### TASK ITEM
Check each line of the listing for the word "through" and report the ones that have it.
+++ DATA SECTION
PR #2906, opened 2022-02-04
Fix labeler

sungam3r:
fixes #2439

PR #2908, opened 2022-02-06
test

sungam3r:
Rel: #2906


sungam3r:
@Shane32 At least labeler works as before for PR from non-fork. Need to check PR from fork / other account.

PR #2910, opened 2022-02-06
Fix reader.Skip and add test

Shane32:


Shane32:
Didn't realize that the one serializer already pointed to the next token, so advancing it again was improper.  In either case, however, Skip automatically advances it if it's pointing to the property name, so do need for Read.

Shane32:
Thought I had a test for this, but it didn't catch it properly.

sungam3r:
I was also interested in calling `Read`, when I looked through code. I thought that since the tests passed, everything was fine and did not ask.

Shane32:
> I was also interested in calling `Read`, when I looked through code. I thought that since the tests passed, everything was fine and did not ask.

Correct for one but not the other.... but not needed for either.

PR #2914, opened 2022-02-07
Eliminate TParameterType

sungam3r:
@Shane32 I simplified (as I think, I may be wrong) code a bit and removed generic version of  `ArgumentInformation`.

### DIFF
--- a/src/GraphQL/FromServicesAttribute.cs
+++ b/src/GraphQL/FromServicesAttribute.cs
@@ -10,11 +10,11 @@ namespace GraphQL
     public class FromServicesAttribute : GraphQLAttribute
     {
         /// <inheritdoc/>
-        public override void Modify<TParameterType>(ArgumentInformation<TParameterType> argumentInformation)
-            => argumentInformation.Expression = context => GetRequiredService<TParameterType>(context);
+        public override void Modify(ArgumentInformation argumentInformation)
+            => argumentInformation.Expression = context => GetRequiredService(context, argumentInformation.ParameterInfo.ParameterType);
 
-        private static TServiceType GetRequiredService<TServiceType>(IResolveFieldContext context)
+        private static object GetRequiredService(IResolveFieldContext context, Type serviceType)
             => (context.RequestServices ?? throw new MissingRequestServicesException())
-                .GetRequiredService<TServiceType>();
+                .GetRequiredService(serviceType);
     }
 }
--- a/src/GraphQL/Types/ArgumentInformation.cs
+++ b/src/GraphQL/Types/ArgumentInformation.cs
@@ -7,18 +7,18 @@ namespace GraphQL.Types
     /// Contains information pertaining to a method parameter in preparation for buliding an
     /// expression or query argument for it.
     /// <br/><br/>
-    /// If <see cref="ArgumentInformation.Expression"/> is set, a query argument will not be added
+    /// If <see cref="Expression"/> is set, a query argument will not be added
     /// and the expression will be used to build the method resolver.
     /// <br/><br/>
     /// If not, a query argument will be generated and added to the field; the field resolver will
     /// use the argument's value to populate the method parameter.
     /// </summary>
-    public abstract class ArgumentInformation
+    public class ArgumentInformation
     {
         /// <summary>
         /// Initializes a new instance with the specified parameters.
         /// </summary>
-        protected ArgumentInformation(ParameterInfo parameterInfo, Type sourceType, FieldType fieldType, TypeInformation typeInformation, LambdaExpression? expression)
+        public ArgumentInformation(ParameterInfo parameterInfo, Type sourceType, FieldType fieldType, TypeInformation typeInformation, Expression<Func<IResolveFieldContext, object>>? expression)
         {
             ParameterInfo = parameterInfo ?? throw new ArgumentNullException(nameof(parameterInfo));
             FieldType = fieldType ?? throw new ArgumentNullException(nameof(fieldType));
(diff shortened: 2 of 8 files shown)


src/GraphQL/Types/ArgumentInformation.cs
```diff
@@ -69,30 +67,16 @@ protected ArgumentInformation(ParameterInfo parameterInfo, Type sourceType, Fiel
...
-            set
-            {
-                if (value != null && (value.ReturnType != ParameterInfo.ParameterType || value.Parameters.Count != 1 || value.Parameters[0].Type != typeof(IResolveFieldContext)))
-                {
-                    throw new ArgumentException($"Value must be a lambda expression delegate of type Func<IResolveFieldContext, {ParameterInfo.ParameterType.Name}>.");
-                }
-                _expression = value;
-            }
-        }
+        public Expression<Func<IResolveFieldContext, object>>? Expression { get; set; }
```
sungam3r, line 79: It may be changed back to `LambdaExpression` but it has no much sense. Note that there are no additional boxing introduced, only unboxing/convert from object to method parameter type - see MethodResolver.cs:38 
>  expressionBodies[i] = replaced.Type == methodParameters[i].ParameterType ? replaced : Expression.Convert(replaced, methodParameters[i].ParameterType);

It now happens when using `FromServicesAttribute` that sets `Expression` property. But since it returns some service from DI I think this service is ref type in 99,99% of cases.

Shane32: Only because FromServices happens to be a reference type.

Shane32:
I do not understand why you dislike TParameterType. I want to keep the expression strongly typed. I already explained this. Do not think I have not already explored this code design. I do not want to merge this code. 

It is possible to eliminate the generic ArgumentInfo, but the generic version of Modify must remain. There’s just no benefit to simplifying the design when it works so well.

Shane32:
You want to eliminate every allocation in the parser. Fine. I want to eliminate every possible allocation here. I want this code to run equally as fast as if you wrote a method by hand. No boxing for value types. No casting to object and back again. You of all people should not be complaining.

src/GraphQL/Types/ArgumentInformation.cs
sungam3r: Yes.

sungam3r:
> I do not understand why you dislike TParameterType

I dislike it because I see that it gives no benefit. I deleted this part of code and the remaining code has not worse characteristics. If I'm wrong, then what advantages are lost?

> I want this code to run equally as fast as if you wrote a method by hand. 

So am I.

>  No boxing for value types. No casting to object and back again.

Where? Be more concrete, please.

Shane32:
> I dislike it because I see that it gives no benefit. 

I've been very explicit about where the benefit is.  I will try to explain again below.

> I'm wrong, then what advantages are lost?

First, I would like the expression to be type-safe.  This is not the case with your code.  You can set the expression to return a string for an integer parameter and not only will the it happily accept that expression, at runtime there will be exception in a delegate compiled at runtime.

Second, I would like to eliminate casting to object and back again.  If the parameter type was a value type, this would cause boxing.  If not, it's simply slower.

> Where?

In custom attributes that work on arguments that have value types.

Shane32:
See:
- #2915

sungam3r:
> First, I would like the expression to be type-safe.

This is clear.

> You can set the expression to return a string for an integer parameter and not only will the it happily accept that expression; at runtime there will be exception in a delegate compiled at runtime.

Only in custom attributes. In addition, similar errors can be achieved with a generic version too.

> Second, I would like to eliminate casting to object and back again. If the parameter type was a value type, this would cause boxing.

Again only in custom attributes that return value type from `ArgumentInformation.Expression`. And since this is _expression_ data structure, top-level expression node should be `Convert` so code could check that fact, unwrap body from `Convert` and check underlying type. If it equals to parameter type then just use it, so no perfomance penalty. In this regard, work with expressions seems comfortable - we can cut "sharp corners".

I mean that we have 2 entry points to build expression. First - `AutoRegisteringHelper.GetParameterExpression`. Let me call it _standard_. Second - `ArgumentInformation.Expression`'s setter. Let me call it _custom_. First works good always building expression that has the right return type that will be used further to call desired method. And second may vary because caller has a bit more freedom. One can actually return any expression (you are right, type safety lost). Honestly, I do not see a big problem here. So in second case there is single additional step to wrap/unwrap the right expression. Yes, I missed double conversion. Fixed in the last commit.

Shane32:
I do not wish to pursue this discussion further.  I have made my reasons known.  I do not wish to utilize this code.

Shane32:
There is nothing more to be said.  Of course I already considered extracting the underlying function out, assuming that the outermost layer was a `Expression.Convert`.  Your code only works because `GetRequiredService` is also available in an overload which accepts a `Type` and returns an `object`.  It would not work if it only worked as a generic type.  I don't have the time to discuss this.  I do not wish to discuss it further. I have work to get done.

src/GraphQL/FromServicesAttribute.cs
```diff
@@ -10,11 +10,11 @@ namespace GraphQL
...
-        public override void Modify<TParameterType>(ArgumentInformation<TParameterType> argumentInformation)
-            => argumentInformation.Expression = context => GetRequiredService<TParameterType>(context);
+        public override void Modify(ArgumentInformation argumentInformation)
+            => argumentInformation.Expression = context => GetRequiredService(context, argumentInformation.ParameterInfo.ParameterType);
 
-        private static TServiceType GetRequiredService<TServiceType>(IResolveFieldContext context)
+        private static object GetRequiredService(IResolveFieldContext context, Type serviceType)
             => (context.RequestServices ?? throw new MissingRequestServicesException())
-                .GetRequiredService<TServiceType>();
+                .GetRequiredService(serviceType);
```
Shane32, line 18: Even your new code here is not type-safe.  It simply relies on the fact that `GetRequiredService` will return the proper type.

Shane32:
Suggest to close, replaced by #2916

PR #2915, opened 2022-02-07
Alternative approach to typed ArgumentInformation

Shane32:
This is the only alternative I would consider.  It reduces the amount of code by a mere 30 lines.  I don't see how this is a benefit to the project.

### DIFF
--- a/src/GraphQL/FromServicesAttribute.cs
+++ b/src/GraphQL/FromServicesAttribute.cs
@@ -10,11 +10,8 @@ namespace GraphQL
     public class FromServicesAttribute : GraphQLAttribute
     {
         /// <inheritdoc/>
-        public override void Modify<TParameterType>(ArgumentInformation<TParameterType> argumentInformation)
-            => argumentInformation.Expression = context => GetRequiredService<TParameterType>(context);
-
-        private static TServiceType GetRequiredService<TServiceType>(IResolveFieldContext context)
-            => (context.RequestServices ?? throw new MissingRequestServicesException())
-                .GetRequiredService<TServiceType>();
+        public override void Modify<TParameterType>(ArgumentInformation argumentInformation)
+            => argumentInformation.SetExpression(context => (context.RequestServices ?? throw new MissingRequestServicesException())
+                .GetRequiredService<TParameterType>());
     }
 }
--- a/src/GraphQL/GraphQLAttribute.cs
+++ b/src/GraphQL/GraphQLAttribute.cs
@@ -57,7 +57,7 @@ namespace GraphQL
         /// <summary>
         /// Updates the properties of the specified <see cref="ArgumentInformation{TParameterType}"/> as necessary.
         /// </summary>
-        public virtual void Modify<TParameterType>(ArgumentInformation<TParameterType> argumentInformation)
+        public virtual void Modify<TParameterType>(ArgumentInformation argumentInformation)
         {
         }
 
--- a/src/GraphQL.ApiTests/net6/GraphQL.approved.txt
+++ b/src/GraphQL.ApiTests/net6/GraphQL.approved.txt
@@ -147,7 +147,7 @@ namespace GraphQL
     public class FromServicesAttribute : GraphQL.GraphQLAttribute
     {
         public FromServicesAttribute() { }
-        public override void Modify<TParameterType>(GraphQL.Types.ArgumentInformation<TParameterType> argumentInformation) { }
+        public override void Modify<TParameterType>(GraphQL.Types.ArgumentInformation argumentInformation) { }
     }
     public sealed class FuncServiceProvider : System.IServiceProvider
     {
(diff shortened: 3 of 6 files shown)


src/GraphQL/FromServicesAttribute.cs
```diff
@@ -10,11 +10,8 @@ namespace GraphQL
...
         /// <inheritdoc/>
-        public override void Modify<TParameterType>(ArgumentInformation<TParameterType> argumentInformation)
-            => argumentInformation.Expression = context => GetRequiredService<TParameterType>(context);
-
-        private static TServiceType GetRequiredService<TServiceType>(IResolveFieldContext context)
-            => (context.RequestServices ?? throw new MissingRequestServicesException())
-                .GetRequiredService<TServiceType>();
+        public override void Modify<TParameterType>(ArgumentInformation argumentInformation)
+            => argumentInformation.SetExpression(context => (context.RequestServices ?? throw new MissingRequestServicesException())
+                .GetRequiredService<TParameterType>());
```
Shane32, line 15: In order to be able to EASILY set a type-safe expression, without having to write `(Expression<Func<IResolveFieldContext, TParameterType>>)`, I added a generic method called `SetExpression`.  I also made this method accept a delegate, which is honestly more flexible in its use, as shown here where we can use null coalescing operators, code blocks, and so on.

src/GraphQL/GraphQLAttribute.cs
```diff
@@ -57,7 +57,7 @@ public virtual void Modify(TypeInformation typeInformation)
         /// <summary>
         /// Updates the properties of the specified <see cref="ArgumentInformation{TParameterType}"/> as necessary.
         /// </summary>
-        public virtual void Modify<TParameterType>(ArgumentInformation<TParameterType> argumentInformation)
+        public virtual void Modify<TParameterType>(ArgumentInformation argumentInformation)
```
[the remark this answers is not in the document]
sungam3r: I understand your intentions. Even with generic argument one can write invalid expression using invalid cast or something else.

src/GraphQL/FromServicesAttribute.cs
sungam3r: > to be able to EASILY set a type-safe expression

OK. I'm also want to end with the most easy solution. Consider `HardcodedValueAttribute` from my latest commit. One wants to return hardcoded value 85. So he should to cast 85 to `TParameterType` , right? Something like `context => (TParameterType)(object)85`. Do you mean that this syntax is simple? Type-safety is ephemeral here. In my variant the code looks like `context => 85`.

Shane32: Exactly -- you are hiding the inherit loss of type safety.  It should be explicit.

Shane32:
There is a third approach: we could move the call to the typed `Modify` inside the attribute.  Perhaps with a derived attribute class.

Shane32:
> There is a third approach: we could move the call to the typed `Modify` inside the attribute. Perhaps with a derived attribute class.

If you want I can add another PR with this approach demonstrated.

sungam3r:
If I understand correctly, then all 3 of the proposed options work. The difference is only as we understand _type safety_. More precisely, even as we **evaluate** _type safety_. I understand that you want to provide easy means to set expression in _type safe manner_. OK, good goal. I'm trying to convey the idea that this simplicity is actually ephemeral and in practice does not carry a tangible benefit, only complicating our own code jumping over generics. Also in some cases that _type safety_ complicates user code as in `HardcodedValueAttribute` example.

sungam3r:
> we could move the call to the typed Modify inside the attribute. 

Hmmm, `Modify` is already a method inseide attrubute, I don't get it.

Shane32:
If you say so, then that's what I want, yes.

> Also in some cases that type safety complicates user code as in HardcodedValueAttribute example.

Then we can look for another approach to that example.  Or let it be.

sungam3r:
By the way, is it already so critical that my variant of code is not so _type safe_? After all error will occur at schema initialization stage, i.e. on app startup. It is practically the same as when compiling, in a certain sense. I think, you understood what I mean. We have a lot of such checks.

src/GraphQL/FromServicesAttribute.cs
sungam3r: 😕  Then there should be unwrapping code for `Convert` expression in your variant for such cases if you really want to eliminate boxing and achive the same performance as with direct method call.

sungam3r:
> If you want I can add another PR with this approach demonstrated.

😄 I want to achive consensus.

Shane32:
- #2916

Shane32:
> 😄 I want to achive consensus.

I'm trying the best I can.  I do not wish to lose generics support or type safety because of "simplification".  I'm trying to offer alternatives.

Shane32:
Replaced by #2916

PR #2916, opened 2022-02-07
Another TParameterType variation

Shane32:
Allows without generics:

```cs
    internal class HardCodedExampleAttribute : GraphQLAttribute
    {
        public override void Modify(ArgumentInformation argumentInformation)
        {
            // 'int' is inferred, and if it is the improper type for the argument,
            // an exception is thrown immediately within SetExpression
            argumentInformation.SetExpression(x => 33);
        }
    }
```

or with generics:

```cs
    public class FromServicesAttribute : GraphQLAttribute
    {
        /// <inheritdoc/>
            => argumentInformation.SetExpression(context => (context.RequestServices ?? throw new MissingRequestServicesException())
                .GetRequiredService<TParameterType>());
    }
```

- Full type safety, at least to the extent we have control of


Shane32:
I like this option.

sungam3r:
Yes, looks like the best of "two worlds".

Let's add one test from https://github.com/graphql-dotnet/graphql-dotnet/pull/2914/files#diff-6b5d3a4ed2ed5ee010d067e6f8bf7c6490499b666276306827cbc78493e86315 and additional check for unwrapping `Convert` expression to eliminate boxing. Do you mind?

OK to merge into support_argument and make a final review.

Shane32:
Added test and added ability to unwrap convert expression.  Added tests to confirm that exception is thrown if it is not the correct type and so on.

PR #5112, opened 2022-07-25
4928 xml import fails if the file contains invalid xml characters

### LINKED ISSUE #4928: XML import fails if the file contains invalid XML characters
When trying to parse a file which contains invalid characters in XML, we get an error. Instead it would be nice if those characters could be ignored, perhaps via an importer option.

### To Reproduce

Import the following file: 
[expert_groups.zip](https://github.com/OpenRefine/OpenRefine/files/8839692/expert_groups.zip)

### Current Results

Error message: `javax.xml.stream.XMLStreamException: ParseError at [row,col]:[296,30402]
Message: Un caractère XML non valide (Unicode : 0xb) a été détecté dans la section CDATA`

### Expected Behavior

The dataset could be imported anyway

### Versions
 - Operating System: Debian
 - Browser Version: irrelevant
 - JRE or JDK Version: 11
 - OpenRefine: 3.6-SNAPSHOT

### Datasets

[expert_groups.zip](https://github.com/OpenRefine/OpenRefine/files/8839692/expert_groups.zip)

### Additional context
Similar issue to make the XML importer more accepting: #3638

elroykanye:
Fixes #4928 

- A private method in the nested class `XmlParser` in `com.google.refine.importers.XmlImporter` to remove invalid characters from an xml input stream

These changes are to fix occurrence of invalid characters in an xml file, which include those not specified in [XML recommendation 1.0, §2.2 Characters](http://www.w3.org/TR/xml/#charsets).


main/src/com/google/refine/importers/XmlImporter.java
++++++
### WORKED SOLUTION
I was also interested in calling `Read`, when I looked through code. I thought that since the tests passed, everything was fine and did not ask.
> I was also interested in calling `Read`, when I looked through code. I thought that since the tests passed, everything was fine and did not ask.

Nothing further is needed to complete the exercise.